Evolutionary history of sickle-cell mutation: implications for global genetic medicine

Resistance afforded by the sickle-cell trait against severe malaria has led to high frequencies of the sickle-cell mutation [HBB; c.20T>A, p.Glu6Val; OMIM: 141900 (HBB-beta(S))] in most parts of Africa. High-coverage sequencing and genotype data have now confirmed the single African origin of the sickle-cell gene variant [HBB; c.20T>A, p.Glu6Val; OMIM: 141900 (HBB-beta(S))]. Nevertheless, the classical HBB-like genes cluster haplotypes remain a rich source of HBB-beta(S) evolutionary information. The overlapping distribution of HBB-beta(S) and other disease-associated variants means that their evolutionary genetics must be investigated concurrently.
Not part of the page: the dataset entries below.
PR #551, opened 2015-09-14
Add custom window title comparison to hs.layout.apply().

wsmith323:


cmsj:
Thanks for re-visiting this. How about we go all out and make that optional argument be called something like `windowTitleComparator` and have it accept a function. Said function should accept two string arguments and return true if they match, false if not.

If the argument is omitted we supply our own function that just uses ==, otherwise we use the function the user supplied. This would let people supply `string.match` or any other thing of their choice.
(and we should suggest using `string.match` as an example)

wsmith323:
That is a great idea. I'll implement it.

wsmith323:
Done.

wsmith323:
Done.

wsmith323:
Done.

cmsj:
Thanks!

Issue #217, opened 2015-02-16
Resize up not working when window bottom near screen bottom


etienned:
I'm new to Hammerspoon and when doing the tutorial I found that when the bottom of a window is near the bottom of the screen I'm no longer able to resize the window vertically. For example if I hit `cmd-alt-ctrl-Left`, so the window is size to half screen on the left and then I press`cmd-alt-ctrl-Up` to trigger this function:

```lua
hs.hotkey.bind({"cmd", "alt", "ctrl"}, "Up", function()
  local win = hs.window.focusedWindow()
  local f = win:frame()
  local s = win:size()

  s.h = s.h - 10
      
  win:setSize(s)
end)
```

nothing happen. This function works correctly if the bottom of the window is at least at 18px of the screen border. I have the same problem if I use `win:setFrame(f)` instead of `win:setSize(s)`.

I also saw that if I change this function to resize 1px at the time (`s.h = s.h - 1`) the function stop working at around 26px from the screen bottom (instead of 18px). Also with resize set to 1px I'm not able to resize terminal windows.

I'm on Yosemite 10.10.1 with Hammerspoon 0.9.21.

cmsj:
I can reproduce this. I noticed that if I try to resize the window by hand, I have to drag a little way before it actually resizes. It seems like there's a stickiness to windows when they're at the bottom of the screen.

You could check if the bottom edge of the window is within that sticky zone at of the screen, and then adjust the amount you resize, to get it out of the sticky zone (optionally then resizing it back down to the point you actually wanted, if you don't mind the window looking like it's jumping around).

I have a horrible feeling that this is going to be very hard to work around in the code, because I'm not aware of that sticky area being at all optional :(

etienned:
You're right, there's stickiness to windows, but this stickiness is present on the menu side (top) and on the dock side (so it depends where's the dock). Honestly, I find this "feature" a bit a strange. I can't see the advantage of this stickiness that works only when sizing down/moving away from the side? It's not like a snap to edge.

Anyway, we'll have definitely to workaround this non-optional "feature". I found that the sticky zone is 24px large. So, if I use steps of 24px or greater, it works. When using the `win:setFrame(f)` method, the first move will jump, then after you will have the animation.

Concerning the Terminal.app case, I found that the minimum step size is in relation with the terminal font size. For example:
- font size 9pt -> 7px step
- font size 14pt -> 10px step
- font size 72pt -> 46px step

[...]

PR #563, opened 2015-09-24
[READY] fix screen edge stickiness, hs.geometry fixes, add window:sendToBack()

lowne:
### hs.geometry
- add `:fit(bounds)`
- ugly workaround for a precision error where `print(t.w) --> 1.0` but `t.w>1.0 --> true`; `.type()` will now correctly recognise these as unit rects
- fix `.string` for size objects
- fix `geometry.new(point,size) --> rect`

### hs.window
- add `:sendToBack()`
- improve `:setFrameInScreenBounds()`
- don't crash `.find()` if `:title()` is nil

### hs.application
- don't crash `.find()` if `:name()` is nil

### hs.screen
- don't crash `.find()` if `:name()` is nil

-----

As per my last comment in #217, I modified `setFrameInScreenBounds()` to also take into account (in addition to the likes of Terminal windows) edge stickiness. Same tradeoff as the previous incarnation - namely, if the window is potentially trouble, it will first jump around a little, regardless of whether it will then animate or not.

~~A case can be made to extend these safety precautions (minus the actual "ensure is in screen bounds part", of course) also to plain `:setFrame()`, however I haven't done so (yet); the question is **is the correct (or at least, expected) behaviour of setFrame in these edge cases worth the occasional annoying window dance?** Or shall we just inform the users and let them decide whether to use setFrameInScreenBounds() when dealing with these situations? (if so, I'll just add the relevant bits to the docstring and mark this PR as ready)~~ (added docs, see below)

(Also, following the 'fixes' theme, I snuck in some fixes for hs.geometry)

### DIFF
--- a/extensions/application/init.lua
+++ b/extensions/application/init.lua
@@ -112,7 +112,7 @@ function application.find(hint,exact)
   local apps=application.runningApplications()
 
   if exact then for _,a in ipairs(apps) do if a:name()==hint then r[#r+1]=a end end
-  else for _,a in ipairs(apps) do if a:name():lower():find(hint:lower()) then r[#r+1]=a end end end
+  else for _,a in ipairs(apps) do local aname=a:name() if aname and aname:lower():find(hint:lower()) then r[#r+1]=a end end end
   tsort(r,function(a,b)return a:kind()>b:kind()end) -- gui apps first
   if exact or #r>0 then return tunpack(r) end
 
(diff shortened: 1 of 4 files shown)


lowne:
So I decided to just mention the issues in the docstrings and let the user deal with it. :sunglasses: 
(and added window:sendToBack())

lowne:
Also added `geometry:fit()`

PR #567, opened 2015-09-26
non-activating panel instead of windows for drawing holders

asmagill:
Suggestion for hs.drawing which removes the bringing forward of the Hammerspoon console when a drawing object with a callback is clicked on.


cmsj:
lgtm, works in my testing :)

Issue #570, opened 2015-09-30
0.9.41 - > hs.mouse.getCurrentScreen() fails


bradparks:
Hey there! I just upgraded to Hammerspoon 0.9.41, and immediately noticed that the following method seems to be failing now

`hs.mouse.getCurrentScreen()`

It gives the following error when run via an extension, or run in the console:

```
> hs.mouse.getCurrentScreen()
-- Loading extension: mouse
...n.app/Contents/Resources/extensions/hs/geometry/init.lua:573: attempt to compare nil with number
```

I tried it on a system with both a single monitor (Macbook Air) and one with 2 additional external monitors and got the same result. Is there a better way to report a dump or bug?

cmsj:
damn!

cmsj:
(I mean, thanks, good catch. I'm just annoyed that we released with a silly bug :)

bradparks:
hey... no worries! I'm loving Hammerspoon so I'm very understanding.... thanks again! and I'm sure you've found it, but it looks to be at this line to me:

https://github.com/Hammerspoon/hammerspoon/blob/ff5d964dff657f75b5aeba524816b65bd455f315/extensions/geometry/init.lua#L573

with the `x2` and `y2` properties, i think....

cmsj:
@lowne looks like the parameters might be reversed here? Although I can't get it to return a value even if I do that.

lowne:
Whops. My bad, sorry everyone :/
#571 for the fix if urgent. I'll try to audit the rest of geometry to see if that commit (12ab412) had other unintended consequences.

lowne:
Unfortunately it appears there's no ready function for a temporary workaround 😭 - I'll add the possibility to pass arbitrary points and rects to screen.find (so that e.g. `hs.mouse.getCurrentScreen()` could be also done with `hs.screen.find(hs.mouse.getAbsolutePosition())`)

cmsj:
@lowne hmm, even with #571 applied, getCurrentScreen() still seems to fail on a nil/number comparison

bradparks:
@lowne - I'm finding the same as @cmsj, that it works in some situations, and not in others.... so this is still broken in some way at some times. I'm getting around it for the time being by using `hs.screen.primaryScreen()`....

lowne:
works fine here, can I have more details (and stack traces)?

bradparks:
[...]

PR #574, opened 2015-10-01
[READY] hs.screen and hs.window

### LINKED ISSUE #577: hs.gris.set glitchy on 0.9.41 (was ok on 0.9.40)
https://youtu.be/NnLkjDFm4-c

As can be seen in the video, my test config is fairly simple. When moving the window around, the window seem to resize more than once for a single hs.grid.set.

This occurs wether the dock is at the bottom or side. Same if it's set to auto-hide.

If I press mod+LEFT many times, the window still shrink a bit then grow to the proper position even though it's already in the right position in the first place.

This did not occur on 0.9.40

lowne:
- allow arbitrary rect in screen.find()
- add hs.window.setFrameCorrectness
- add hs.window:setFrameWithWorkarounds()
- fix crash when using "hide" in hs.window.layout

closes #577

### DIFF
--- a/extensions/application/init.lua
+++ b/extensions/application/init.lua
@@ -149,7 +149,7 @@ function application:getWindow(hint)
   return tpack(window.find(hint,true,self:allWindows()),nil)[1]
 end
 
---- hs.application.open(app[, wait]) -> hs.application object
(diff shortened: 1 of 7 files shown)


lowne:
Waiting on feedback on #570 before declaring this as ready.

In this review: (1) we explore the evolutionary history of HBB-beta(S) and its implications in understanding human migration within and out of Africa: e.g. HBB haplotypes and recent migration paths of the Bantu expansion, occurrence of similar to 7% of the Senegal haplotype in Angola reflecting changes in population/SCD dynamics, and existence of all five classical HBB haplotype in Cameroon and Egypt suggesting a much longer presence of HBB-beta(S) in these regions; (2) we discuss the time estimates of the emergence of HBB-beta(S) in Africa and finally, (3) we discuss implications for genetic medicine in understanding complex epistatic interactions between HBB-beta(S) and other gene variants selected under environmental pressure in Africa e.g. variants in HBB, HBA, G6PD, APOL1, APOE, OSBPL10 and RXRA.